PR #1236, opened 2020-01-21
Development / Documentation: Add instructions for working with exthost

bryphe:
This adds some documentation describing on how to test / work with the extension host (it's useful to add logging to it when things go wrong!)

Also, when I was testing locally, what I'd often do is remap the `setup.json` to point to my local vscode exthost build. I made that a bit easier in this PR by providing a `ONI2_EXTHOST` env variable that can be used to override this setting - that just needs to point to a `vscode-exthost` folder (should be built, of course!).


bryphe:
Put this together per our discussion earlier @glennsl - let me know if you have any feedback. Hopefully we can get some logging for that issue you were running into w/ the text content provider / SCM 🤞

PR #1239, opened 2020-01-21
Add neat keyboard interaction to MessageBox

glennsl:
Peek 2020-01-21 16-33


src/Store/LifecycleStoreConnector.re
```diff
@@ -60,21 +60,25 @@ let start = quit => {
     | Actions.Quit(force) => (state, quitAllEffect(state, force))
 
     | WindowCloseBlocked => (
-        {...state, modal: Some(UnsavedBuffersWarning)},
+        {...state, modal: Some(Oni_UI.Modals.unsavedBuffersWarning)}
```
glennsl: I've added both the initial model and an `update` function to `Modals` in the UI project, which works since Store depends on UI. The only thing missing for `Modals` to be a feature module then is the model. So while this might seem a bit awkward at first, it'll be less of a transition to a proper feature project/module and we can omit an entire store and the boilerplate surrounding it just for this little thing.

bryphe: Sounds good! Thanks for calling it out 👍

------

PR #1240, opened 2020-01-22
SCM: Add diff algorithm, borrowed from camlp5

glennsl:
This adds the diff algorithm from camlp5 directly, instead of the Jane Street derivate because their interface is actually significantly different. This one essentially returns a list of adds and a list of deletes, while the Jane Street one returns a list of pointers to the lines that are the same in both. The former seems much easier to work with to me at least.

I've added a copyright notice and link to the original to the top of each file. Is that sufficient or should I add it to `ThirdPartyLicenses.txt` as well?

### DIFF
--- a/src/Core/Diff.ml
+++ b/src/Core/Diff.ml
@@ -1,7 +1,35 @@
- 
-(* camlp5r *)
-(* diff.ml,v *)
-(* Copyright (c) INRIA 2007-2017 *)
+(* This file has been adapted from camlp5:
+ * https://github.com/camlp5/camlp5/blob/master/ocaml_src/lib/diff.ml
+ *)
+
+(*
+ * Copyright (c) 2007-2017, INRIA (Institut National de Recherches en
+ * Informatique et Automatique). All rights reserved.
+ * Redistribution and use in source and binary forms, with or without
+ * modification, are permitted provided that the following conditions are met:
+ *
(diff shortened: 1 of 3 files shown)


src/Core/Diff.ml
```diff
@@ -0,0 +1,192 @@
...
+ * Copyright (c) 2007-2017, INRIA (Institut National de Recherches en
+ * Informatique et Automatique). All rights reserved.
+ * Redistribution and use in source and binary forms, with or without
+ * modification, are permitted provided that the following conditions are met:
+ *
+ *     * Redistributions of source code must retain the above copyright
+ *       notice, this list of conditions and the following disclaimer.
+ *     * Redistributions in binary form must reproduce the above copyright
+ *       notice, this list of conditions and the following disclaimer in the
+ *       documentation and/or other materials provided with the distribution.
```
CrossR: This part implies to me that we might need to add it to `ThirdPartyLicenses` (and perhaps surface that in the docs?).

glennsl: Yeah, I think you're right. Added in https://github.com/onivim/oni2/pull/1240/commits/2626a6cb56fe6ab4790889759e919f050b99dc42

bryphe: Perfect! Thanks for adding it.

------

Work instruction:
Filter the records above for the string "Store" and copy each matching line.

Answer section:
src/Store/LifecycleStoreConnector.re
glennsl: I've added both the initial model and an `update` function to `Modals` in the UI project, which works since Store depends on UI. The only thing missing for `Modals` to be a feature module then is the model. So while this might seem a bit awkward at first, it'll be less of a transition to a proper feature project/module and we can omit an entire store and the boilerplate surrounding it just for this little thing.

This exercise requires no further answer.